There have been several recent reports that Wilms tumor gene (WT1) mRNA is overexpressed in many types of neoplasms, and those results suggested that WT1 has oncogenic properties. The objective of the current study was to evaluate the prognostic significance of WT1 mRNA expression in patients with soft tissue sarcoma.
Levels of WT1 mRNA expression were examined by quantitative, real-time reverse transcriptase-polymerase chain reaction analysis in frozen tissue samples from 52 patients with soft tissue sarcoma. Various clinicopathologic factors were analyzed along with the disease-specific survival rate for correlations with WT1 mRNA expression levels.
The levels of WT1 mRNA expression in a variety of soft tissue sarcomas were significantly greater compared with the levels in normal soft tissue samples (P = .0212). No significant correlation was observed between the level of WT1 mRNA expression and clinicopathologic factors, including gender, age, primary tumor site, tumor depth, tumor size, histologic grade, and distant metastasis at initial presentation. The disease-specific survival rate for patients with high WT1 mRNA expression levels was found significantly poorer compared with the rate for patients with low WT1 mRNA expression levels (P = .0182). Moreover, multivariate analysis indicated that a high WT1 mRNA expression level was an independent, adverse prognostic factor for disease-specific survival (hazards ratio, 2.6; P = .0488).
The Wilms tumor gene (WT1) was identified first by positional cloning strategies from the tumors of children who developed Wilms tumor in the context of the Wilms tumor, aniridia, genitourinary abnormalities, and mental retardation (WAGR) syndrome.1, 2 The gene is inactivated in the germline of children with a genetic predisposition to Wilms tumor and in a subset of sporadic Wilms tumors. WT1 encodes a zinc-finger transcriptional factor that regulates target genes, some of which are related to cell differentiation, proliferation, and apoptosis, such as platelet-derived growth factor A, insulin-like growth factor-I receptor, c-myc and bcl-2.3 Under normal conditions, WT1 gene expression is observed in a limited set of tissues, including gonad, uterus, kidney, and mesothelium.4–6
The WT1 gene originally was categorized as a tumor suppressor gene; however, several recent studies have suggested that WT1 plays an important role as a tumor promoter for many types of neoplasms. First, WT1 was highly expressed in leukemic blast cells7, 8 and in breast cancer,9, 10 lung cancer,11 ovarian cancer,12 mesothelioma,13 renal cell carcinoma,14 and bone and soft tissue sarcomas.15 Second, high expression levels of WT1 mRNA clearly were correlated with a poor prognosis in patients with acute leukemia7 or breast cancer10 and with high tumor stage in patients with testicular germ cell tumors.16 Finally, treatment with WT1 antisense oligomers specifically caused growth inhibition in leukemic blast cells17, 18 and in cell lines derived from lung cancer, gastric cancer, colon cancer, and breast cancer.19, 20 Although the mechanism of aberrant expression and the biologic function of WT1 are not understood fully, those reports exposed an apparently dual nature of WT1: It is a tumor suppressor gene and has oncogenic properties in certain types of malignancies.

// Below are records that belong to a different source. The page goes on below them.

PR #31, opened 2018-01-29
Add redux store

amit-mb:
Added redux store to manage various states and a clear button which clear the ajax request list off the view


app/popup.tsx
```diff
@@ -1,91 +1,79 @@
...
-    const errorMessage = this.state.errorMessage;
-    const isListening = this.state.enabled;
-    const buttonClass = cx("button", {
-      "button-start-listening": !isListening,
-      "button-stop-listening": isListening
-    });
+    const props = this.props
+    const { requests ,enabled, errorMessage } = props;
+
+    const isListening = enabled;
```
revathskumar: `isListening` is not necessary. we can use `enabled` directly.

app/popup.tsx
```diff
@@ -1,91 +1,79 @@
...
+
   render() {
-    const errorMessage = this.state.errorMessage;
-    const isListening = this.state.enabled;
-    const buttonClass = cx("button", {
-      "button-start-listening": !isListening,
-      "button-stop-listening": isListening
-    });
+    const props = this.props
+    const { requests ,enabled, errorMessage } = props;
```
revathskumar: use `this.props` directly here.

app/modules/recordings.tsx
```diff
@@ -0,0 +1,35 @@
+import {PopUpState, Action} from '../types'
```
revathskumar: This file can be just `.ts` instead of `.tsx`

app/modules/recordings.tsx
```diff
@@ -0,0 +1,35 @@
...
+  }
+}
+const clearRequestsArray = (state:PopUpState) => {
+  const clonedArray = state.requests.requests.slice(0)
+  return clonedArray
+}
+const reloadDataReducer = (state:PopUpState, action:Action) => {
+  let incomingRequests:any = [];
+  incomingRequests = action.requests;
+  return {...state, requests : incomingRequests}
```
revathskumar: why unnecessary declare vars?  use `action.requests` directly.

Soft tissue sarcomas are relatively rare mesenchymal malignant tumors that represent approximately 1% of adult malignancies and 15% of pediatric malignancies.21 Except for our previous preliminary report,15 the expression of WT1 mRNA in soft tissue sarcomas has not been examined. In the current study, we quantified WT1 mRNA expression levels in a variety of soft tissue sarcomas by real-time, quantitative, reverse transcriptase-polymerase chain reaction (PCR) analysis, and the results demonstrated frequent overexpression of WT1 mRNA in soft tissue sarcoma tissues and a significant correlation between high WT1 mRNA expression level and a poor prognosis for patients with soft tissue sarcoma.
MATERIALS AND METHODS
Tissue Samples and Patient Characteristics
Between September 1988 and March 2002, 118 soft tissue sarcoma samples were obtained at the Departments of Orthopedic Surgery, Osaka University Medical Hospital and Osaka Medical Center for Cancer and Cardiovascular Diseases, Japan. Fresh tumor tissue samples that were obtained from the patients were snap frozen in liquid nitrogen immediately after biopsy or surgical resection and stored at −80°C until use. Among these 118 samples, we chose 52 primary soft tissue sarcoma samples for investigation from which we could extract adequate amounts and quality of RNA for real-time PCR analysis. Of these 52 samples, 40 samples were obtained from biopsy specimens before any treatment, and the remaining 12 samples were from surgical specimens after preoperative chemotherapy. The histologic diagnoses of these samples are summarized in Table 1. Histologic grade was determined by using 3 histopathologic factors—evaluation of proliferative activity of the tumors, cellularity, and tumor necrosis—according to the criteria of the Osaka University grading system for soft tissue sarcomas, as described previously.22 Proliferative activity of the tumors was estimated by using silver staining for nuclear organizer regions (AgNOR) and/or Ki-67 (MIB-1) immunohistochemistry. Briefly, 1 point each was given for high proliferative activity (mean AgNOR count >7.00 per nucleus and/or Ki-67 labeling index >20%), for high cellularity, and for a >15% area of necrosis. The points were added up, and the tumors were divided into 3 histologic grades: Grade 1 (point 0), Grade 2 (point 1), and Grade 3 (points 2 and 3). Histologic Grades 1 and 2 were defined as low grade, and Grade 3 was defined as high grade in subsequent survival analyses. Normal tissue samples that were used as controls in this study were obtained from patients who had undergone surgical treatment for osteoarthritis or for benign bone or soft tissue tumors. Normal tissue samples included 5 fat tissues, 5 muscle tissues, and 3 synovial tissues. Written informed consent was obtained from each patient.
Table 1. Histologic Diagnosis
No. of Patients
Including 7 patients with myxoid liposarcoma, 1 patient with pleomorphic liposarcoma, and 2 patients with well differentiated liposarcoma.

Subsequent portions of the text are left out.